PR #332, opened 2021-06-11
Fix Word converter

jskeet:


BillWagner (approved):
This is awesome @jskeet 

One more check that passes.

I'll approve this. You can :shipit: when ready.

PR #377, opened 2021-09-22
Empty params arrays are implementation-defined; see issue #200

### LINKED ISSUE #200: Need spec text for new V6 feature "empty array for params parameter"
See https://github.com/dotnet/csharplang/blob/master/proposals/csharp-6.0/empty-params-array.md

Can someone write up this new spec text?

ericlippert:
We decided to make whether empty params arrays are always allocated new or re-used an implementation detail; we also resolved to not mention that some implementations use Array.Empty<T>() -- which caches -- as their implementation choice.

Fixes https://github.com/dotnet/csharpstandard/issues/200


jskeet (approved):

jskeet:
(Good to see other team members taking the same ECMA work scheduling approach as I do...)

jskeet:
Is the first commit in this PR meant to be present? (I only looked at the final one.)
(Ah, I suspect it may go away when we rebase.)

KalleOlaviNiemitalo:
Did you deliberately make this implementation-defined rather than unspecified?

ericlippert:
> Did you deliberately make this implementation-defined rather than unspecified?

(The difference being that an implementation-defined behaviour should be documented, whereas an unspecified behaviour merely must do something sensible.)

I did not give it a lot of thought, no. If anyone wishes to make the argument that it is burdensome on compiler developers to document their choice here, we could change the text. Thanks for the comment!

BillWagner:
> The difference being that an implementation-defined behaviour should be documented, whereas an unspecified behaviour merely must do something sensible.

I looked at our current docs. We don't specify which the implementation does. I have a mild preference for "unspecified", to avoid stating definitively what the implementation does. That way, the product team can make changes based on  any performance or other research.  Adding @jaredpar and @stephentoub for their opinions.

stephentoub:
> an implementation-defined behaviour should be documented

Does documented imply the implementation is guaranteeing that behavior?  While I don't see us changing Roslyn to start allocating new empty arrays here, I hesitate to make documented guarantees about exactly what code it's generating.  In which case, I'd also prefer "unspecified", given the choice.

What's the downside to using unspecified in situations like this?

jaredpar:
I'd prefer unspecified as well. I'm less interested in this particular case (pretty easy to doc what we do now and I don't see a reasonable avenue for it changing). Looking outwards towards `params ReadOnlySpan<T>` though how we allocate the storage will be more complex and I'd prefer unspecified there. Hence use unspecified in both places for consistency.

standard/expressions.md
```diff
@@ -635,25 +635,23 @@ The array co-variance rules ([§17.6](arrays.md#176-array-covariance)) permit a
 > ```
 > the second invocation of `F` causes a `System.ArrayTypeMismatchException` to be thrown because the actual element type of `b` is `string` and not `object`. *end example*
 
-When a function member with a parameter array is invoked in its expanded form, the invocation is processed exactly as if an array creation expression with an array initializer ([§12.7.11.5](expressions.md#127115-array-creation-expressions)) was inserted around the expanded parameters.
+When a function member with a parameter array is invoked in its expanded form, the invocation is processed as if an array creation expression with an array initializer ([§12.7.11.5](expressions.md#127115-array-creation-expressions)) was inserted around the expanded arguments. An empty array is passed when there are no arguments for the parameter array; it is implementation-defined whether the reference passed is to a newly allocated or existing empty array.
```
```suggestion
When a function member with a parameter array is invoked in its expanded form with at least one expanded argument, the invocation is processed as if an array creation expression with an array initializer ([§12.7.11.5](expressions.md#127115-array-creation-expressions)) was inserted around the expanded arguments. An empty array is passed when there are no arguments for the parameter array; it is unspecified whether the reference passed is to a newly allocated or existing empty array.
```

standard/expressions.md
```diff
@@ -635,25 +635,23 @@ The array co-variance rules ([§17.6](arrays.md#176-array-covariance)) permit a
 > ```
 > the second invocation of `F` causes a `System.ArrayTypeMismatchException` to be thrown because the actual element type of `b` is `string` and not `object`. *end example*
 
-When a function member with a parameter array is invoked in its expanded form, the invocation is processed exactly as if an array creation expression with an array initializer ([§12.7.14.5](expressions.md#127145-array-creation-expressions)) was inserted around the expanded parameters.
+When a function member with a parameter array is invoked in its expanded form with at least one expanded argument, the invocation is processed as if an array creation expression with an array initializer ([§12.7.14.5](expressions.md#127115-array-creation-expressions)) was inserted around the expanded arguments. An empty array is passed when there are no arguments for the parameter array; it is unspecified whether the reference passed is to a newly allocated or existing empty array.
```
```suggestion
When a function member with a parameter array is invoked in its expanded form with at least one expanded argument, the invocation is processed as if an array creation expression with an array initializer ([§12.7.14.5](expressions.md#127145-array-creation-expressions)) was inserted around the expanded arguments. An empty array is passed when there are no arguments for the parameter array; it is unspecified whether the reference passed is to a newly allocated or existing empty array.
```

jskeet (approved):
Approved in committee

PR #381, opened 2021-10-05
Provide guidance about creating issues

jskeet:
In particular, request that contributors hold off mentioning
features that aren't in the version we're currently standardising.

We don't want to discourage contributors in general, and if we miss
something we definitely want to know - but having huge numbers of
issues for features we aren't ready to standardize ends up making it
harder to find issues we *do* want to address.

Example issue: #296 - we'll close that once this change is in.


CONTRIBUTING.md
```diff
@@ -18,6 +18,16 @@ This article classifies three types of changes to the standard:
...
 
+## Filing issues
+
+If you have found a problem in the standard, please let us know by filing an issue. If possible, please let us know what kind of problem you've found:
+
+- Does an existing implementation (e.g. Roslyn / .NET) behave contrary to the standard? If you can provide a complete example program and explain how it actually behaves and how you think it should behave according to the standard (ideally referencing all the relevant sections of the standard) that's enormously helpful
+- Is there a relatively simple typo in the standard? Feel free to create a PR to address this directly should you wish, but it's equally fine just to create an issue. Please be as specific as possible about where the typo is and what you'd expect instead.
+- Is there a C# feature missing in the standard?
+  - If this is with respect to a feature introduced an older version, or the version that is currently the draft specified in the default branch, we definitely want to capture anything missing. Please check for existing issues and file a new one if the feature isn't already covered.
```
BillWagner: I like this. Should we point people to the admin folder's feature tracker:

```suggestion
  - If this is with respect to a feature introduced an older version, or the version that is currently the draft specified in the default branch, we definitely want to capture anything missing. The [feature tracker](https://github.com/dotnet/csharpstandard/blob/draft-v6/admin/v6-feature-tracker.md) lists features for the current version. Please check that document and existing issues then file a new one if the feature isn't already covered.
```

BillWagner (approved):
This LGTM @jskeet 

I did have one suggestion, if you agree. (Totally optional, what you have is fine)

CONTRIBUTING.md
jskeet: Yes, absolutely :)

PR #387, opened 2021-11-08
fix join sample (sample ignored rule "A query expression with a join …

bernd5:
fix join sample (sample ignored rule "A query expression with a join … clause without an into followed by a select clause...")


jskeet:
Bill, do you have time to look at this one? I've got a comment from Nigel that I've been putting off for a week but which really deserves attention...

jskeet:
(Closing was accidental.)

BillWagner (approved):
Thanks @bernd5 

I agree with your changes.

I'll approve this PR, and I'll :shipit: now.

PR #396, opened 2021-11-16
Various Word converter improvements

jskeet:
I'd suggest reviewing one commit at a time.

The result is *much* nicer than it was before.


BillWagner (approved):
I like the improvements you made here Jon.

You can :shipit: when ready.

PR #402, opened 2021-11-18
Replace nested bullets with prose

### LINKED ISSUE #383: Try statement: Replace nested bulleted list with prose
This is additional work based on #2 

See https://github.com/dotnet/csharpstandard/pull/2#issuecomment-744665141

The existing nested bulleted lists are are to parse and follow. We will replace them with a series of short prose paragraphs instead.

BillWagner:
Fixes #383

The nested bullets that specify the control flow for the `try` statement are complicated. This PR replaces them with paragraphs of prose.


standard/statements.md
```diff
@@ -1173,26 +1173,13 @@ It is a compile-time error for a `break`, `continue`, or `goto` statement to tra
...
+
+If an exception has been propagated and a matching `catch` clause is found, control is transferred to the first matching `catch` block. If control reaches the end point of the `catch` block without an exception being propagated, control is transferred to the `finally` block if one exists. If no `finally` block exists, control is transferred to the end point of the `try` statement. If an exception has been propagated from the `catch` block, control transfers to the `finally` block if one exists. The exception is propagated to the next enclosing `try` statement.
+
+If an exception has been propagated, and no matching `catch` clause is found, control transfers to the `finally` block, if it exists. The exception is propagated to hte next enclosing `try` statement.
```
```suggestion
If an exception has been propagated, and no matching `catch` clause is found, control transfers to the `finally` block, if it exists. The exception is propagated to the next enclosing `try` statement.
```

jskeet (commented):
Unless I'm mistaken - which is very possible - I don't believe this accurately captures the "two pass" exception handling that's implemented, where in the first phase a matching handler is found (potentially going up several enclosing try blocks) and only then the finally block is executed.

Example:

```csharp
using System;

public class Test
{
    static void Main()
    {
        try
        {
            try
            {
                throw new ArgumentException();
            }
            finally
            {
                Console.WriteLine("Finally");
            }
        }
        catch (Exception ex) when (ExceptionFilter(ex))
        {
            Console.WriteLine("Catch");
        }

        bool ExceptionFilter(Exception ex)
        {
            Console.WriteLine("Filter");
            return true;
        }
    }
}
```

I believe that according to this PR, the output would be Finally, Filter, Catch. It's actually Filter, Finally, Catch.

standard/statements.md
```diff
@@ -1179,26 +1179,13 @@ It is a compile-time error for a `break`, `continue`, or `goto` statement to tra
...
-    - When and if control reaches the end point of the `catch` block:
-      - If the `try` statement has a `finally` block, the `finally` block is executed.
-      - Control is transferred to the end point of the `try` statement.
-    - If an exception is propagated to the `try` statement during execution of the `catch` block:
-      - If the `try` statement has a `finally` block, the `finally` block is executed.
-      - The exception is propagated to the next enclosing `try` statement.
-- If the `try` statement has no `catch` clauses or if no `catch` clause matches the exception:
-  - If the `try` statement has a `finally` block, the `finally` block is executed.
-  - The exception is propagated to the next enclosing `try` statement.
+When execution reaches a`try` statement, control is transferred to the `try` block. If control reaches the end point of the `try` block without an exception being propagated, control is transferred to the `finally` block if one exists. If no `finally` block exists, control is transferred to the end point of the `try` statement.
```
Nigel-Ecma, line 1182: Original:

> - When and if control reaches the end point of the `try` block:
>   - If the `try` statement has a `finally` block, the `finally` block is executed.
>   - Control is transferred to the end point of the `try` statement.

This states the finally block is conditionally executed and then control is transferred to the end of the try statement.

Replacement:

> If control reaches the end point of the `try` block without an exception being propagated, control is transferred to the `finally` block if one exists. If no `finally` block exists, control is transferred to the end point of the `try` statement.

This says control is transferred to the finally block if it exists *otherwise* to the end of the try statement.

Hasn't this lost what happens when a finally block finishes executing?

BillWagner: Thanks @Nigel-Ecma 

I addressed this in the paragraph on 1190. That defines how the statements in a `finally` block execute. I think the prose worked better.

Nigel-Ecma: The original talks about executing the `finally` and then transferring control to the endpoint of the `try` statement. Doesn’t 1190 cover the executing part and not the transfer to the endpoint bit?

BillWagner: @Nigel-Ecma I added a new sentence at the end of that paragraph that declares that control transfers to the end of the `try` statement.

Nigel-Ecma: @BillWagner – So you have, my bad I was looking at the wrong commit, apologies.

BillWagner:
Regarding @jskeet 's comment: The original bullets didn't specify that order either. (I checked the V5 text, and it's not specified in that version either). ~~I'll add a new commit to declare that.~~

After review, I didn't add another commit [§13.10.6](https://github.com/dotnet/csharpstandard/blob/draft-v6/standard/statements.md#13106-the-throw-statement). See the third text paragraph that starts with "Propagation of an exception consists of repeatedly evaluating the following steps...". I can add a reference here, but I don't think it's necessary.

BillWagner:
@jskeet Marking this ready for discussion / review.

jskeet:
I'm happy with the change in terms of bullet points - but I still think it's inaccurate in terms of the two pass exception filter model. We could potentially merge this but raise another issue for that aspect. Let's discuss in the meeting.

BillWagner:
@jskeet I did make one more commit. While reading it again carefully, the `throw` statement clause did not mention exception filters, but did specify how the search for a matching `catch` propagates before control enters any `catch` or `finally` clauses. 

The section on `catch` now references that section.

jskeet (approved):
Okay... I *think* this now specifies the behavior if you read it really carefully, but given that it's surprising (an "outer" catch block filter being evaluated before a finally block) I suspect an example would be useful.

Do you want to get this PR merged and then we can add an example later?

BillWagner:
> Do you want to get this PR merged and then we can add an example later?

@jskeet If you're happy with the example in your earlier comment, I'll propose adding it to this PR, and then merging. I can make those edits tomorrow after our meeting.

jskeet:
> > Do you want to get this PR merged and then we can add an example later?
- - - - -
Each line of the data that holds the word "time" should be copied.

Completed exercise.
Bill, do you have time to look at this one? I've got a comment from Nigel that I've been putting off for a week but which really deserves attention...
I'd suggest reviewing one commit at a time.
@@ -1173,26 +1173,13 @@ It is a compile-time error for a `break`, `continue`, or `goto` statement to tra
@@ -1179,26 +1179,13 @@ It is a compile-time error for a `break`, `continue`, or `goto` statement to tra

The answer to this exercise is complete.